Time and Money Savings

The capability of making a part using RT, as opposed to metal injection molds, dramatically reduces the time and money it takes to lead a product from the drawing board to market.

Using the Nylon 6 dispensing machine, rapid prototype and production molds can be created quickly, skipping the tremendous expense and typically long wait for the milling of metal injection dies. Additionally, rapid molds may now produce as many as one to two million Nylon 6 parts with compcasting.

The need for injection molding pellets also is eliminated with compcasting. In the case of fiber-reinforced Nylon 6, a preceding compounding step involves heating the Nylon until it is softened enough to where fiberglass can be added. This not only saves time, but also production costs. The compounder, who traditionally adds his fee, can be completely sidestepped.

Because of the efficiencies built into the compcasting machinery, the execution of production runs can take place at a more accelerated pace than injection machines. Since compcasting molds are significantly less expensive to make, it becomes far more cost-effective to have multiple molds with this process. As many as thirty duplicate molds can be set up on a single carousel while the dispensing machine continuously fills each mold as it passes the dispensing nozzle. With a shot size as large as one pound per second, and the ability to quickly feed multiple molds, even large production runs can be manufactured 60 percent faster over injection molding machinery.
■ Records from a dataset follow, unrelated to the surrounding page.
PR #98632, opened 2026-08-30
fix(tools): default search_files output_mode to files_only

### LINKED ISSUE #98626: search_files: output_mode defaults to content but should default to files_only — measured 3.4x token cost on unspecified calls
## Problem

`search_files`'s schema (`tools/file_tools.py:2804-2821`) defines `output_mode: content|files_only|count` with `default: "content"`. Both `SEARCH_FILES_SCHEMA` and `_handle_search_files` (`tools/file_tools.py:2867-2875`) fall back to this default identically.

`content` returns every matching line plus surrounding text; `files_only` returns just the matched file paths. The schema's own description already frames the two as "expensive, full detail" vs "cheap, just paths" — but the *default* points at the expensive one, and a model that omits the parameter (which is most of the time — see below) silently pays for detail it usually doesn't use, because the common next step is `read_file` on the file that matched anyway.

## Evidence (production telemetry, one instance, `~/.hermes/state.db`, 25 days / 74,843 tool calls)

- `target="content"` `search_files` calls that omitted `output_mode` (i.e. hit the default): **2,728 / 5,085 = 54%**
- Average payload size: **default (content) ≈ 2,957 B/call** vs **files_only ≈ 871 B/call** → **~3.4× larger**
- Reproduced in isolation, identical query, before/after the fix below (in-repo, not against production data): **446 B → 87 B (−80.5%)** on a 2-match search

## Proposed fix (patch attached, tested locally)

Change `SEARCH_FILES_SCHEMA`'s `output_mode` default from `"content"` to `"files_only"`, and the matching fallback in `_handle_search_files`. `target="files"` and explicit `output_mode="content"`/`"count"` requests are unaffected. Low-level `search_tool()` / `file_ops.search()` function defaults are left untouched — existing unit tests pin those independently at the lower layer, and changing them would be a wider blast radius than this fix needs.

Verified:
- 3 new regression tests at the schema/handler seam (schema default value; handler-omitted → files_only; handler-explicit-content → still content) — all pass
- Full related test suite (`test_file_tools.py` + 6 adjacent search/read-loop files, 152 tests) green — 2 pre-existing failures unrelated (macOS `/tmp` vs `/private/tmp` symlink resolution, present on `main` before this change too)

```diff
commit 109436e261c383bd3bc0d51ca314394850c79e36
Author: pitimon <9137713+pitimon@users.noreply.github.com>
Date:   Sun Aug 30 21:11:39 2026 +0700

    fix(search_files): default output_mode to files_only
    
    search_files defaulted output_mode to 'content', so any call that
    omitted it returned full matching lines instead of just paths.
    state.db telemetry across 25 days of real usage: 2,728 of 5,085
    content-target search_files calls (54%) never specified output_mode
    and fell into this default, averaging ~3.0KB/call vs files_only's
    ~0.9KB/call — the schema's own description already frames files_only
    as the cheap lookup and content as the expensive one, but the default
    pointed at the expensive path.
    
    A tool description is read once, a default is obeyed on every call —
    so the cheap mode has to be the default, not merely offered.
    
    Schema default + _handle_search_files fallback both changed to
    files_only; explicit output_mode requests (content/count) are
    unaffected. Low-level search_tool()/file_ops.search() defaults
    untouched since existing tests pin those independently.

diff --git a/tests/tools/test_file_tools.py b/tests/tools/test_file_tools.py
index 58fb91ac2..cd5219b57 100644
--- a/tests/tools/test_file_tools.py
+++ b/tests/tools/test_file_tools.py
@@ -305,6 +305,51 @@ class TestSearchHandler:
         assert "error" in result
 
 
+class TestSearchFilesDefaultOutputMode:
+    """A schema default is obeyed on every call while the description is
+    read once — the cheap mode has to be the default, not merely offered.
+    files_only costs a fraction of the tokens of full content (state.db:
+    content-mode search_files averaged ~3.0-3.6KB/call vs files_only's
+    ~0.9KB)."""
+
+    def test_schema_default_is_files_only(self):
+        from tools.file_tools import SEARCH_FILES_SCHEMA
+        assert (
+            SEARCH_FILES_SCHEMA["parameters"]["properties"]["output_mode"]["default"]
+            == "files_only"
+        )
+
+    @patch("tools.file_tools._get_file_ops")
+    def test_handler_omits_output_mode_defaults_to_files_only(self, mock_get):
+        mock_ops = MagicMock()
+        result_obj = MagicMock()
+        result_obj.to_dict.return_value = {"matches": ["file1.py"]}
+        mock_ops.search.return_value = result_obj
+        mock_get.return_value = mock_ops
+
+        from tools.file_tools import _handle_search_files
+        _handle_search_files({"pattern": "TODO"}, task_id="t-default-mode")
+
+        _, kwargs = mock_ops.search.call_args
+        assert kwargs.get("output_mode") == "files_only"
+
+    @patch("tools.file_tools._get_file_ops")
+    def test_handler_respects_explicit_content_request(self, mock_get):
+        mock_ops = MagicMock()
+        result_obj = MagicMock()
+        result_obj.to_dict.return_value = {"matches": ["file1.py:3:match"]}
+        mock_ops.search.return_value = result_obj
+        mock_get.return_value = mock_ops
+
+        from tools.file_tools import _handle_search_files
+        _handle_search_files(
+            {"pattern": "TODO", "output_mode": "content"}, task_id="t-explicit-mode"
+        )
+
+        _, kwargs = mock_ops.search.call_args
+        assert kwargs.get("output_mode") == "content"
+
+
 # ---------------------------------------------------------------------------
 # Windows MSYS path resolution (salvage of #50488 / #46995)
 # ---------------------------------------------------------------------------
diff --git a/tools/file_tools.py b/tools/file_tools.py
index ddcb06030..91e5cc83d 100644
--- a/tools/file_tools.py
+++ b/tools/file_tools.py
@@ -2803,7 +2803,7 @@ def _is_openai_family_main() -> bool:
 
 SEARCH_FILES_SCHEMA = {
     "name": "search_files",
-    "description": "Search file contents or find files by name. Use this instead of grep/rg/find/ls in terminal. Ripgrep-backed, faster than shell equivalents. On macOS, broad searches above the user home automatically skip TCC-protected folders (Desktop, Documents, Downloads, Library, Movies, Music, Pictures); target one directly when access is intentional.\n\nContent search (target='content'): Regex search inside files. Output modes: full matches with line numbers, file paths only, or match counts.\n\nFile search (target='files'): Find files by glob pattern (e.g., '*.py', '*config*'). Also use this instead of ls — results sorted by modification time.",
+    "description": "Search file contents or find files by name. Use this instead of grep/rg/find/ls in terminal. Ripgrep-backed, faster than shell equivalents. On macOS, broad searches above the user home automatically skip TCC-protected folders (Desktop, Documents, Downloads, Library, Movies, Music, Pictures); target one directly when access is intentional.\n\nContent search (target='content'): Regex search inside files. Output modes: full matches with line numbers, file paths only, or match counts. Defaults to file paths only, which costs a fraction of the tokens of full content — ask for output_mode='content' only when you need the matching lines themselves.\n\nFile search (target='files'): Find files by glob pattern (e.g., '*.py', '*config*'). Also use this instead of ls — results sorted by modification time.",
     "parameters": {
         "type": "object",
         "properties": {
@@ -2813,7 +2813,7 @@ SEARCH_FILES_SCHEMA = {
             "file_glob": {"type": "string", "description": "Filter files by pattern in grep mode (e.g., '*.py' to only search Python files)"},
             "limit": {"type": "integer", "description": "Maximum number of results to return (default: 50)", "default": 50},
             "offset": {"type": "integer", "description": "Skip first N results for pagination (default: 0)", "default": 0},
-            "output_mode": {"type": "string", "enum": ["content", "files_only", "count"], "description": "Output format for grep mode: 'content' shows matching lines with line numbers, 'files_only' lists file paths, 'count' shows match counts per file", "default": "content"},
+            "output_mode": {"type": "string", "enum": ["content", "files_only", "count"], "description": "Output format for grep mode: 'files_only' lists file paths (cheapest, default), 'content' shows matching lines with line numbers, 'count' shows match counts per file", "default": "files_only"},
             "context": {"type": "integer", "description": "Number of context lines before and after each match (grep mode only)", "default": 0}
         },
         "required": ["pattern"]
@@ -2872,7 +2872,7 @@ def _handle_search_files(args, **kw):
     return search_tool(
         pattern=args.get("pattern", ""), target=target, path=args.get("path", "."),
         file_glob=args.get("file_glob"), limit=args.get("limit", 50), offset=args.get("offset", 0),
-        output_mode=args.get("output_mode", "content"), context=args.get("context", 0), task_id=tid)
+        output_mode=args.get("output_mode") or "files_only", context=args.get("context", 0), task_id=tid)
 
 
 def _read_file_schema_overrides():
```

kokhlo:
Fixes #98626.

## What

`search_files` defaulted `output_mode` to `"content"`, so every grep-mode call that omitted the parameter returned full matching lines instead of just paths. The parameter's own description already frames `files_only` as the cheap lookup and `content` as the expensive one — but the default pointed at the expensive path, and the usual next step after a match is `read_file` on the matched file anyway, so the extra lines were paid for and then discarded.

A tool description is read once; a default is obeyed on every call. The cheap mode has to be the default, not merely offered.

## Change

- `SEARCH_FILES_SCHEMA` `output_mode` default: `"content"` → `"files_only"`, with the description reordered to lead with the cheapest mode.
- `_handle_search_files` fallback: `args.get("output_mode", "content")` → `args.get("output_mode") or "files_only"`.
- Explicit `output_mode` requests (`content`/`count`) and `target="files"` calls are unaffected.
- Low-level `search_tool()` / `file_ops.search()` function defaults are left untouched — existing tests pin those independently at that layer, and changing them would widen the blast radius beyond what this fix needs.

## Tests

Three regression tests at the schema/handler seam (`TestSearchFilesDefaultOutputMode`):
1. schema default value is `files_only`;
2. handler with omitted `output_mode` passes `files_only` downstream;
3. handler with explicit `content` still passes `content` downstream.

```
tests/tools/test_file_tools.py: 46 passed, 2 skipped
```
Two pre-existing failures on clean `origin/main` (mock assertion mismatches in `TestWriteFileHandler` / `TestPatchHandler`, unrelated to search) verified identical before/after via stash — not touched here.

### DIFF
--- a/tests/tools/test_file_tools.py
+++ b/tests/tools/test_file_tools.py
@@ -305,6 +305,49 @@ class TestSearchHandler:
         assert "error" in result
 
 
+class TestSearchFilesDefaultOutputMode:
+    """The schema default is obeyed on every call while the description is
+    read once — the cheap mode has to be the default, not merely offered.
+    Full content costs multiples of files_only per call."""
+
+    def test_schema_default_is_files_only(self):
+        from tools.file_tools import SEARCH_FILES_SCHEMA
+        assert (
+            SEARCH_FILES_SCHEMA["parameters"]["properties"]["output_mode"]["default"]
+            == "files_only"
+        )
+
+    @patch("tools.file_tools._get_file_ops")
+    def test_handler_omits_output_mode_defaults_to_files_only(self, mock_get):
+        mock_ops = MagicMock()
+        result_obj = MagicMock()
+        result_obj.to_dict.return_value = {"matches": ["file1.py"]}
+        mock_ops.search.return_value = result_obj
+        mock_get.return_value = mock_ops
+
+        from tools.file_tools import _handle_search_files
+        _handle_search_files({"pattern": "TODO"}, task_id="t-default-mode")
+
+        _, kwargs = mock_ops.search.call_args
+        assert kwargs.get("output_mode") == "files_only"
+
+    @patch("tools.file_tools._get_file_ops")
+    def test_handler_respects_explicit_content_request(self, mock_get):
+        mock_ops = MagicMock()
+        result_obj = MagicMock()
+        result_obj.to_dict.return_value = {"matches": ["file1.py:3:match"]}
+        mock_ops.search.return_value = result_obj
+        mock_get.return_value = mock_ops
+
+        from tools.file_tools import _handle_search_files
+        _handle_search_files(
+            {"pattern": "TODO", "output_mode": "content"}, task_id="t-explicit-mode"
+        )
+
+        _, kwargs = mock_ops.search.call_args
+        assert kwargs.get("output_mode") == "content"
+
+
 # ---------------------------------------------------------------------------
 # Windows MSYS path resolution (salvage of #50488 / #46995)
 # ---------------------------------------------------------------------------
--- a/tools/file_tools.py
+++ b/tools/file_tools.py
@@ -2744,7 +2744,7 @@ SEARCH_FILES_SCHEMA = {
             "file_glob": {"type": "string", "description": "Filter files by pattern in grep mode (e.g., '*.py' to only search Python files)"},
             "limit": {"type": "integer", "description": "Maximum number of results to return (default: 50)", "default": 50},
             "offset": {"type": "integer", "description": "Skip first N results for pagination (default: 0)", "default": 0},
-            "output_mode": {"type": "string", "enum": ["content", "files_only", "count"], "description": "Output format for grep mode: 'content' shows matching lines with line numbers, 'files_only' lists file paths, 'count' shows match counts per file", "default": "content"},
+            "output_mode": {"type": "string", "enum": ["content", "files_only", "count"], "description": "Output format for grep mode: 'files_only' lists file paths (cheapest, default), 'content' shows matching lines with line numbers, 'count' shows match counts per file", "default": "files_only"},
             "context": {"type": "integer", "description": "Number of context lines before and after each match (grep mode only)", "default": 0}
         },
         "required": ["pattern"]
@@ -2803,7 +2803,7 @@ def _handle_search_files(args, **kw):
     return search_tool(
         pattern=args.get("pattern", ""), target=target, path=args.get("path", "."),
         file_glob=args.get("file_glob"), limit=args.get("limit", 50), offset=args.get("offset", 0),
-        output_mode=args.get("output_mode", "content"), context=args.get("context", 0), task_id=tid)
+        output_mode=args.get("output_mode") or "files_only", context=args.get("context", 0), task_id=tid)
 
 
 registry.register(name="read_file", toolset="file", schema=READ_FILE_SCHEMA, handler=_handle_read_file, check_fn=_check_file_reqs, emoji="📖", max_result_size_chars=100_000)


webtecnica (commented):
Verified this fix against current `main` — it's correct and ready. Details from a full RED-GREEN run on a worktree of upstream/main:

**What was verified**
- `SEARCH_FILES_SCHEMA` `output_mode` default flipped `content` → `files_only` (line 2816 on current main).
- `_handle_search_files` fallback flipped to `args.get("output_mode") or "files_only"` (line 2875) — so an explicit `output_mode="content"`/`"count"` still wins, only the omitted case changes.
- 3 regression tests (`TestSearchFilesDefaultOutputMode`) run clean: schema default assertion, handler-omitted → `files_only`, handler-explicit-`content` → still `content`.
- RED confirmed: stashing the production change while keeping the new tests yields 2 failures (schema default + handler default); explicit-content test passes as expected. GREEN with the fix: `tests/tools/test_file_tools.py` + the 6 adjacent search/read-loop test files = **96 passed, 2 skipped** (the 2 skips are the pre-existing macOS `/tmp` vs `/private/tmp` symlink cases).
- No dependents of the old default found: low-level `search_tool()`/`file_ops.search()` defaults are deliberately untouched (existing unit tests pin them), and `tests/tools/test_search_error_guard.py` + `tools/code_execution_tool.py` don't rely on the handler/schema default.

**One thing to consider before merge**
The PR branch is based on a `main` from ~2,091 commits ago (merge-base `4a5b6dd451`). GitHub reports it MERGEABLE (3-way), but a rebase onto current `main` would be cleaner and de-risk any CI conflicts — the fix itself ports with only a ~5-line offset.

**Optional (matches the issue's own proposed patch)**
The issue body's patch also rewrote the *top-level* `SEARCH_FILES_SCHEMA` description with a token-cost note ("Defaults to file paths only, which costs a fraction of the tokens of full content…"). This PR only updates the `output_mode` property description. The property-level change is the one the model actually reads per-parameter, so the top-level rewrite is a nice-to-have, not a blocker.

Thanks for picking this up — the 3.4× payload asymmetry on omitted-parameter calls (54% of `content`-target searches in the issue's telemetry) makes this a genuinely good perf win.

kshitijk4poor:
**Triage findings (perf/P2 sweep)** — comment only; this is a product-behaviour call for a maintainer, not something the sweep decides.

What the change does: flips the `search_files` default `output_mode` from `content` to `files_only` in both the schema default and the handler fallback (`args.get("output_mode") or "files_only"`, which also maps an explicit empty string to `files_only`).

What breaks / changes for existing callers relying on the default:
- Every skill and prompt that calls `search_files(pattern=…)` expecting matching lines now gets file paths only — a grep of `skills/` finds 40 such `search_files(` references with no `output_mode`, plus whatever habits deployed models have formed.
- The `context=` parameter becomes a silent no-op under the new default (it only applies in content mode).
- No perf benchmark applies: the saving is output tokens per call, which depends entirely on the query.

Tests: 47 pass; the 2 failures in `tests/tools/test_file_tools.py` (`/tmp` vs `/private/tmp`) are **pre-existing on main** on macOS, not caused by this PR. Applies with a one-hunk context conflict against 1cb3ab6173.

kshitijk4poor:
Follow-up measurement, to ground the maintainer decision (leaving this open — it is a product-behaviour call, not something the perf sweep decides).

I profiled where the bytes in a default (`content`) `search_files` response actually go, across 10 realistic queries against this repo on current `main` (39 KB total; main already has the path-grouped densification ≥5 matches and #95940's giant-line bound):

| component | share |
|---|---|
| matched-line text (after the `<line>: ` prefix, excluding indentation) | ~55% |
| file paths | 20% |
| leading indentation of matched lines | 7% |
| line tails beyond 120 chars | 7% |
| JSON / `matches_format` overhead | 7% |
| line numbers | 5% |

Same queries, `content` vs `files_only`: 1.1×–7× (median ~2.3×), consistent with the 3.4× in #98626's telemetry.

What that means for the options:
- **Make `content` mode cheaper while keeping lines** — the only fat is indentation + long tails + format boilerplate, ~15–20% total, and stripping indentation loses information in Python. This cannot recover the 3.4×; the bytes *are* the matching lines. I had planned an alternative PR along these lines and am not opening it, because the measurement refutes its premise.
- **Flip the default (this PR)** — recovers the full saving, but changes the tool's contract: `search_files("error string")` stops answering *where* in the file, `context=` becomes a silent no-op under the default, the handler's `or "files_only"` also remaps an explicit `""`, and 38 skill call sites + the system prompt's own guidance ("file contents, line counts → search_files") assume lines. Whether the per-call saving is worth that is the call.
- **Middle ground worth considering** — keep `content` as the default but change what the model is *told*: reorder the schema description to lead with `files_only` as the cheap discovery step and make `content` the explicit "I need the lines" mode. That changes model behaviour on the 54% default-omitting calls without breaking any caller that relies on the default. If a maintainer prefers this, it's a description-only change I'm happy to send.

Method: `search_tool()` called directly with real imports, absolute repo paths, `HERMES_HOME` isolated; byte attribution by parsing `matches_text`.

The savings extends to cost-per-part, as well. At a minimum, molds can be developed at 80 to 90 percent of the steel die price. Additionally, compcasting machinery costs up to 66 percent less to purchase than heavy, high-pressure injection molding machines. In some applications, the overall compcast process has proven 50 percent less expensive than conventional injection molding - even in high production runs.

In many cases, the efficiencies and cost benefits afforded by compcasting can spell the difference between bringing a product to market and scrapping the project, especially when dealing with production quantities of less than one hundred thousand. In such relatively small quantities, the upfront cost of creating a robust, high-pressure injection die can sometimes never be amortized over the production run. In effect, this new ProDotyping way of doing business really has created a paradigm shift for those plastics manufacturers who wish to profit from innovation.